What to work on
Go over the entries below line by line, copying each one that contains the word "this".

The data

_____

PR #2783, opened 2022-11-10
Stop considering LibreSSL for HAS_NEVER_CHECK_COMMON_NAME

pquentin:
We don't support LibreSSL at all since https://github.com/urllib3/urllib3/pull/2705.


sethmlarson (approved):
LGTM, should we be doing something to warn users about using Python compiled with non-OpenSSL? Warning or error?

sethmlarson:
I think since we're documenting this in the changelog we can just merge this.

pquentin:
We actually raise an ImportError in `urllib3/__init__.py` so this was unreachable code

_____

Response to the task
I think since we're documenting this in the changelog we can just merge this.
We actually raise an ImportError in `urllib3/__init__.py` so this was unreachable code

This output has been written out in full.